Cohabitation in the United States is loosely defined as two or more people,[1] in an intimate relationship, who live together and share a common domestic life but are neither joined by marriage nor a civil union.[2] Cohabitation of unmarried couples totals about 8.1 million couples who live together in the United States as of 2011.[citation needed]

Statistics[edit]

In most parts of the United States, there is no legal registration or definition of cohabitation, so demographers have developed various methods of identifying cohabitation and measuring its prevalence. The Census Bureau, currently describes an "unmarried partner" as a "person age 15 years and over, who is not related to the householder, who shares living quarters, and who has a close personal relationship with the householder."[3] Before 1995, the Bureau identified any "unrelated" opposite-sex couple living with no other adults as "POSSLQs", or Persons of Opposite Sex Sharing Living Quarters.[4] and the Bureau still report these numbers to show historical trends. However, such measures should be taken loosely, as researchers report that cohabitation often does not have clear start and end dates, as people move in and out of each other's homes and sometimes do not agree on the definition of their living arrangement at a particular moment.[5]

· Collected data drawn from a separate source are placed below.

PR #205, opened 2017-07-13
Endpoint to lookup attributes based on calls to Zuora

lmath:
### Why do we need this? 
We'd like to explore the viability of doing lookups via Zuora (without accessing the Membership Attributes dynamo table). I prefer to split this into two PRs: this one to introduce the endpoint and another to establish how it will be used to test the viability of doing lookups via zuora at all (i.e. calling the endpoint, and being able to control/modify how much it gets called). 

### The changes 
- `GET /user-attributes/zuora-lookup` should match the response of `/user-attributes/me` except minus the membership number (this comes from salesforce)
- This is done by querying zuora to get accountids, then looking up subscriptions for each account id returned. With that information, we can build up the attributes. 

Relies on [this PR in membership common](https://github.com/guardian/membership-common/pull/505/)

### DIFF
--- a/membership-attribute-service/app/controllers/AttributeController.scala
+++ b/membership-attribute-service/app/controllers/AttributeController.scala
@@ -1,9 +1,11 @@
 package controllers
 import _root_.services.{AuthenticationService, IdentityAuthService}
 import actions._
+import com.gu.memsub.Subscription.AccountId
 import com.gu.memsub.subsv2.reads.ChargeListReads._
 import com.gu.memsub.subsv2.reads.SubPlanReads._
 import com.gu.memsub.subsv2.{Subscription, SubscriptionPlan}
+import com.gu.zuora.ZuoraRestService.{QueryResponse, RestSubscriptions}
 import com.typesafe.scalalogging.LazyLogging
 import configuration.Config
 import configuration.Config.authentication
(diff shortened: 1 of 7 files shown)


membership-attribute-service/app/controllers/AttributeController.scala
```diff
@@ -63,6 +69,42 @@ class AttributeController extends Controller with LazyLogging {
...
+    attributes.run.map(_.toOption).map(_.getOrElse(None))
+  }
+
+  private def zuoraLookup(endpointDescription: String) =
+    backendAction.async { request =>
+      authenticationService.userId(request) match {
+        case Some(id) =>
+          attributesFromZuora(id, request.touchpoint.zuoraRestService, request.touchpoint.subService).map {
+            case Some(attrs) =>
+              logger.info(s"$id is a contributor - $endpointDescription - $attrs")
```
jacobwinch: As the user could be a member or a contributor (or both!), it might be better to have something like: 

s"Successfully retrieved attributes from Zuora for user $id: $attrs"

jacobwinch:
Definitely a good choice to split this into 2 PRs. I've made one small comment about logging, but overall this looks great. 👍 (pending membership-common release)

membership-attribute-service/app/controllers/AttributeController.scala
lmath: Thanks; I will fix that.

In 2001, in the United States 8.2% of couples were calculated to be cohabiting, the majority of them in the West Coast and New England/Northeastern United States areas.[6]

In 2005, the Census Bureau reported 4.85 million cohabiting couples, up more than ten times from 1960, when there were 439,000 such couples. The 2002 National Survey of Family Growth found that more than half of all women aged 15 to 44 have lived with an unmarried partner, and that 65% of American couples who did cohabit got married within 5 years.[7]

In 2011, the Census Bureau reported 7.6 million opposite-sex cohabiting couples in the country with a separate report listing the number of cohabiting same-sex couples at 514,735 as of the 2010 Census.[8][9]

The cohabiting population includes all age groups, but the average cohabiting age group is between 25-34.[10]

Stability[edit]

In 2003 a study was made of premarital cohabitation of women who are in a monogamous relationship.[11] The study showed "women who are committed to one relationship, who have both premarital sex and cohabit only with the man they eventually marry, have no higher incidence of divorce than women who abstain from premarital sex and cohabitation. For women in this category, premarital sex and cohabitation with their eventual husband are just two more steps in developing a committed, long-term relationship." Teachman's findings report instead that "It is only women who have more than one intimate premarital relationship who have an elevated risk of marital disruption. This effect is strongest for women who have multiple premarital coresidental unions."[12]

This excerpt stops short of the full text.